[maqp]

One aspect of security is also the misuse resistance. You can of course create a secure MAC with SHA256 in the HMAC configuration, but it usually takes a masters level course on cryptography to know what is Merkle-Damgård construction, and why it's design is imperfect:

You can't just do SHA256(key + message) to generate a safe MAC. With BLAKE (and all SHA3 finalists) you can do that safely.

It's true every time you make the algorithm more misuse resistant, the universe will come up with a more dunning Kruger, but despite that, it's something that can actually improve, the security is already more than adequate: Like Schneier so eloquently put it, "we're building a fence for sheep, it doesn't matter if the fence pole is a mile or two miles high".

[api]

Good point. Misuse resistance is also why I am a fan of SIV constructions for stream ciphers, since "repeat a nonce = instant death" is a footgun.

Repeating a nonce is easier than you might think if you are using threads and accessing a nonce counter non-atomically, have a bad RNG, are on an embedded platform with bad RNG seeding, have a bug that overwrites some memory used to generate nonces, or just transfer a ton of data with the same key (birthday attack). SIV makes nonce reuse fairly benign. The only consequence is that if you happen to reuse a nonce with two identical messages, an attacker could tell that you sent the same message twice. That's generally not catastrophic and statistically is far less likely than repeating a nonce with different messages. Repeating a nonce with different messages generally does nothing in SIV.

You could theoretically use SIV with no nonce, with the only consequence being that an attacker could always tell if you sent duplicate messages. Not sure why you'd do that though.

IMHO since we now have ciphers that are probably "unbreakable for the foreseeable future" (e.g. AES and ChaCha) we should probably concentrate on creating and popularizing misuse-resistant constructions as much as possible. It's good to remove footguns.

[maqp]

Hadn't really looked into SIV as I've only written stuff that always generates XChaCha nonces with getrandom but yeah I can totally see why the platform etc. could cause issues that lead to nonce-reuse. This was most informative post, thank you so much!

[api]

SIV is usually done with AES/GMAC constructions but you could do it with ChaChaPoly just fine.

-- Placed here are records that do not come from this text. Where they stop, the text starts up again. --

PR #3752, opened 2022-04-22
Upgrade Web3J

diega:
~~**ON HOLD**: waiting for `org.web3j:quorum` release (ref: [web3j-quorum#66](https://github.com/web3j/web3j-quorum/issues/66))~~

Update Web3J dependency

This PR also reverts #3789

## Documentation

## Changelog


diega:
@antonydenyer to move this PR to `4.9.3` we are missing `org.web3j:quorum` which is on `4.9.0`. Also the `web3j-gradle-plugin` would be great if can be moved to `4.9.3` (it's on `4.9.2`). Should I fill an issue in the respective projects?
This would be an attempt to check if we can make the _acceptanceTests_ to pass using those versions

antonydenyer:
> @antonydenyer to move this PR to `4.9.3` we are missing `org.web3j:quorum` which is on `4.9.0`. Also the `web3j-gradle-plugin` would be great if can be moved to `4.9.3` (it's on `4.9.2`). Should I fill an issue in the respective projects? This would be an attempt to check if we can make the _acceptanceTests_ to pass using those versions

I think raising an issue in the respective projects would make sense.

I'm happy to have a look at the `acceptanceTests` first, before looking at the version inconsistencies. 

I think we should be able to use everything on to `4.9.3` and have `org.web3j:quorum` and  `web3j-gradle-plugin` forced to use the `4.9.3` dependencies bit life would be a lot easier if upstream libraries were updated.

antonydenyer:
Blocked by https://github.com/web3j/web3j/issues/1747

diega:
While we wait for a release of the web3j components to fix the _acceptanceTests_, I tried to force the dependencies as suggested.
For `org.web3j:quorum` it seems to possible by using [_constraints_](https://docs.gradle.org/current/userguide/dependency_constraints.html), but `web3j-gradle-plugin` forces the inclusion of the `org.web3:core:$projectVersion` dependency programmatically  (see [`o.w.g.p.Web3jPlugin:49`](https://github.com/web3j/web3j-gradle-plugin/blob/v4.9.2/src/main/java/org/web3j/gradle/plugin/Web3jPlugin.java#L49)) so we end up using both versions during the build/test cycle. Fortunately this is not so terrible as both cycles have different classpaths, at build `v4.9.0` will be used just for the plugin, and at runtime `+v4.9.0` will be used for any other project usage.

antonydenyer:
@diega Had to force the dependency in the end! I think this is ready for review now.

acceptance-tests/dsl/src/main/java/org/hyperledger/besu/tests/acceptance/dsl/BlockUtils.java
```diff
@@ -50,7 +52,7 @@ public static BlockHeader createBlockHeader(
         Bytes.fromHexString(block.getExtraData()),
         null,
         mixHash,
-        block.getNonce().longValue(),
+        new BigInteger(block.getNonceRaw().substring(2), 16).longValue(),
```
antonydenyer, line 55: https://github.com/web3j/web3j/issues/1752

diega:
@antonydenyer nice trick! that way you'll be overriding the dependency added programmatically by the plugin, right?

antonydenyer:
> @antonydenyer nice trick! that way you'll be overriding the dependency added programmatically by the plugin, right?

More like a sledgehammer - it will force everything to use '4.9.4', this could be a problem when you come to upgrade again. You could change the version in `versions.gradle` but it would have no affect. Perhaps we should use @freemanzMrojo approach as it has a little more finesse and may be easier for someone to spot. What do you think?

acceptance-tests/tests/build.gradle
```diff
@@ -72,8 +73,12 @@ dependencies {
   testImplementation 'org.web3j:abi'
   testImplementation 'org.web3j:besu'
   testImplementation 'org.web3j:core'
-  constraints {
-    implementation('jnr-posix:3.1.15') { because '3.0.47 from web3j has issues' }
+
+  implementation('org.web3j:core') {
+    version {
+      strictly('4.9.4')
+      because('web3j plugin 4.9.4 hasn\'t been released yet')
```
shemnon, line 80:
```suggestion
      because('Plugin version is 4.9.2 (latest), but we want it to use web3j libs version 4.9.4 ')
```

container-tests/tests/build.gradle
```diff
@@ -23,7 +23,11 @@ dependencies {
   testImplementation 'org.junit.jupiter:junit-jupiter'
   testImplementation 'org.testcontainers:testcontainers'
   testImplementation 'org.web3j:core'
-  testImplementation 'org.web3j:quorum'
+  testImplementation('org.web3j:quorum') {
+    constraints {
+      implementation('org.web3j:core:4.9.4') { because 'quorum 4.9.4 hasn\'t been released yet' }
```
shemnon, line 28:
```suggestion
      implementation('org.web3j:core:4.9.4') { 
        because 'Web3J/Quorum only has a 4.9.2 lib, but we want it to use web3j libs version 4.9.4 ')
      }
```

antonydenyer (approved):

freemanzMrojo:
Hi @antonydenyer @shemnon , hope you are doing well, and happy Friday! I was wondering if there is anything else to do in this PR, otherwise maybe you could merge it? I need it for https://github.com/hyperledger/besu/pull/4086, thanks in advance!

shemnon:
I'm holding off for 22.7.0 to ship as this is not essential to the merge.

PR #3759, opened 2022-04-25
Add errorprone to prevent Log4j direct usage

diega:
## PR description
This pull request contains some leftovers from #3285 and, most importantly, adds an _error prone_ check for preventing Log4j usage.
Most of this commits were part of #3425 but they mostly abstract stuff from Log4j and are not Logback specific so I thought it would make sense to introduce them here as well.

Here is the full list of changes:
- [HEAD~6](https://github.com/diega/besu/commit/logging_tweaks~6): replace Log4j2 logger with Slf4j added since #3285
- [HEAD~5](https://github.com/diega/besu/commit/logging_tweaks~5): renames leftover method from #3285
- [HEAD~4](https://github.com/diega/besu/commit/logging_tweaks~4): removes Log4j2 usage dependencies relying on the `Log4j2ConfiguratorUtil` (this is for simplifying the last diff)
- [HEAD~3](https://github.com/diega/besu/commit/logging_tweaks~3): replace Log4j2 `ThreadContext` usage with Slf4j's `MDC`
- [HEAD~2](https://github.com/diega/besu/commit/logging_tweaks~2): this is to explicitly check allowed levels instead of depending on Log4j enum options
- [HEAD~1](https://github.com/diega/besu/commit/logging_tweaks~1): for the same reason than before, the level values are filtered by the received string 
- [HEAD](https://github.com/diega/besu/commit/logging_tweaks): adds error prone check for preventing `o.a.l.log4j.LogManager` usages

## Documentation

## Changelog


ethereum/api/src/main/java/org/hyperledger/besu/ethereum/api/jsonrpc/internal/methods/AdminChangeLogLevel.java
```diff
@@ -25,6 +25,7 @@
 
 import java.util.Arrays;
 import java.util.Optional;
+import java.util.Set;
 
 import org.apache.logging.log4j.Level;
```
shemnon, line 30: Can this use of Log4J be removed?  How needed is it?

errorprone-checks/src/main/java/org/hyperledger/errorpronechecks/BannedMethod.java
```diff
@@ -44,7 +44,9 @@ public class BannedMethod extends BugChecker implements MethodInvocationTreeMatc
           staticMethod().onClass("com.google.common.base.Objects").withAnyName(),
           "Do not use com.google.common.base.Objects methods, use java.util.Objects methods instead.",
           staticMethod().onClass("org.junit.Assert"),
-          "Do not use junit assertions. Use assertj assertions instead.");
+          "Do not use junit assertions. Use assertj assertions instead.",
+          staticMethod().onClass("org.apache.logging.log4j.LogManager"),
+          "Do not use org.apache.logging.log4j.LogManager, use org.slf4j.LoggerFactory methods instead.");
```
shemnon, line 49: Should this include the other log4j methods that were removed in this PR? static methods on `org.apache.logging.log4j.core.config.Configurator`, `org.apache.logging.log4j.ThreadContext`, instance methods on import `org.apache.logging.log4j.core.LoggerContext`, `org.apache.logging.log4j.core.config.Configuration`,
`org.apache.logging.log4j.core.config.LoggerConfig`?  Or is there a way to go full Ender-Wiggin on it and have it fail for any class from the log4j packages?

diega: No, we cannot rip off the whole package because we still have hard dependencies on it. The most visible one is `o.h.b.util.Log4j2ConfiguratorUtil` but we also depend on `o.a.l.log4j.Level` for the CLI. I went on banning just `o.a.l.log4j.LogManager` b/c it's the most common entry point to the Log4j framework from the day to day developer perspective

jflo (approved):

PR #3766, opened 2022-04-27
block import optimization

matkt:

## PR description

This PR makes significant changes during the block import (fast/snap sync) in order to speed up the synchronization time of Besu

This is the list of modification :
- A significant number of useless rlp `encode/decode` takes place during synchronization. Here is an example of useless encode/decode
    - Decode RLP from peer to have a Transaction object
    - After encode this transaction to rlp in order to calculate the hash of the transaction
    - Encode again this transaction to rlp in order to calculate the transactionRoot
    - Encode again this transaction to rlp in order to save the trx into the DB
    This is the same for all objects like `BlockHeader`, `BlockBody`, `Transaction`, `transactionReceipt`. The idea is to keep the rlp when decoding to use it if we need rlp again. 
- We do the generation of the `Receiptroot`, `transactionRoot` and `ommerHash` for the same block several times.
We do this at the time of the `GetBodiesFromPeerTask` and the `GetReceiptsFromPeerTask` but we also do it at the time of the `body validation`. So we calculate these values twice there.
The problem is that these are very consuming steps because we have to recreate a trie based on transactions and receipts. The idea is to store it in an optional field header and so if we already have it we don't need to calculate it again
- In the `GetBodiesFromPeerTask` and the `GetReceiptsFromPeerTask` methods we do the validations of the `Receiptroot` and the `transactionRoot` in parallel instead of doing it block by block. this saves time and like that we have all the root for the import part already calculated
- We also force the generation of the transaction Hash in parallel in the `GetBodiesFromPeerTask`. We need this hash during the import step in order to save the location of the each transaction hash in a block. It's better to calculate the hash in parallel during this step
- We validate the `block header` twice. During this step `CheckpointHeaderValidationStep` but also when calling the `fastImportBlock` method. Every time we want to validate a block we check a random to know if we want a full validation or not (1 chance out of 100 to make a full). The problem is even more important in POW because we have more chance for the same block to do a full check becaure we are calling two times this method `headerValidationPolicy.getValidationModeForNextBlock()`. So even more chance to do a full validation of a block on the mainnet
- Too many slow observers that impact the blocki import
  - TransactionPool (useless during block  import)
  - AbstractMiningCoordinator  (useless during block  import)
  - SyncState (useless during block  import)
  - FilterManager (useless during block  import)
  - LogSubscriptionService (useless during block  import)
  
  I keep :
   - NewBlockHeadersSubscriptionService
   - TransactionLogBloomCacher

  After we will have a fullsync with all observers

## Documentation

## Changelog

### DIFF
--- a/ethereum/core/src/main/java/org/hyperledger/besu/ethereum/core/ListReceipts.java
+++ b/ethereum/core/src/main/java/org/hyperledger/besu/ethereum/core/ListReceipts.java
@@ -1,0 +1,68 @@
+/*
+ * Copyright contributors to Hyperledger Besu
+ *
+ * Licensed under the Apache License, Version 2.0 (the "License"); you may not use this file except in compliance with
+ * the License. You may obtain a copy of the License at
+ *
+ * http://www.apache.org/licenses/LICENSE-2.0
+ *
+ * Unless required by applicable law or agreed to in writing, software distributed under the License is distributed on
+ * an "AS IS" BASIS, WITHOUT WARRANTIES OR CONDITIONS OF ANY KIND, either express or implied. See the License for the
+ * specific language governing permissions and limitations under the License.
+ *
+ * SPDX-License-Identifier: Apache-2.0
+ */
+package org.hyperledger.besu.ethereum.core;
+
+import org.hyperledger.besu.evm.log.LogsBloomFilter;
+
+import java.util.ArrayList;
+import java.util.Collection;
+import java.util.Optional;
+
+import org.apache.tuweni.bytes.Bytes;
+import org.apache.tuweni.bytes.Bytes32;
+import org.jetbrains.annotations.NotNull;
+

The big downside is that it requires two passes on encrypt: one to create the MAC and derive the IV and another to encrypt. The overhead for this is small for message/packet based systems though since after pass one the data will be sitting hot in the processor's L0 cache. Decryption can be done in one pass.

[forty]

Aren't you supposed to Mac the encrypted data?

[staticassertion]

> You can't just do SHA256(key + message) to generate a safe MAC.

Can you explain this?

[dagenix]

A Sha256 hash is just a dump of the internal state of the function. If you know the hash, you can keep running the hash function for more data and calculate a new hash for the original data with new data appended.

[maqp]

What @dagenix said. See e.g. Thomas Pornin's answer here https://crypto.stackexchange.com/a/3979 for more details

[stouset]

If you have the output

    h = SHA-256(k || m1)

you can easily compute a function `F(h, m2)` such that

    SHA-256(k || m1 || m2) = F(h, m2)

allowing you to forge a verifier for `m1 || m2` under `k` for any `m2` you wish without actually knowing `k`.

[wvh]

You can with the truncated versions, though.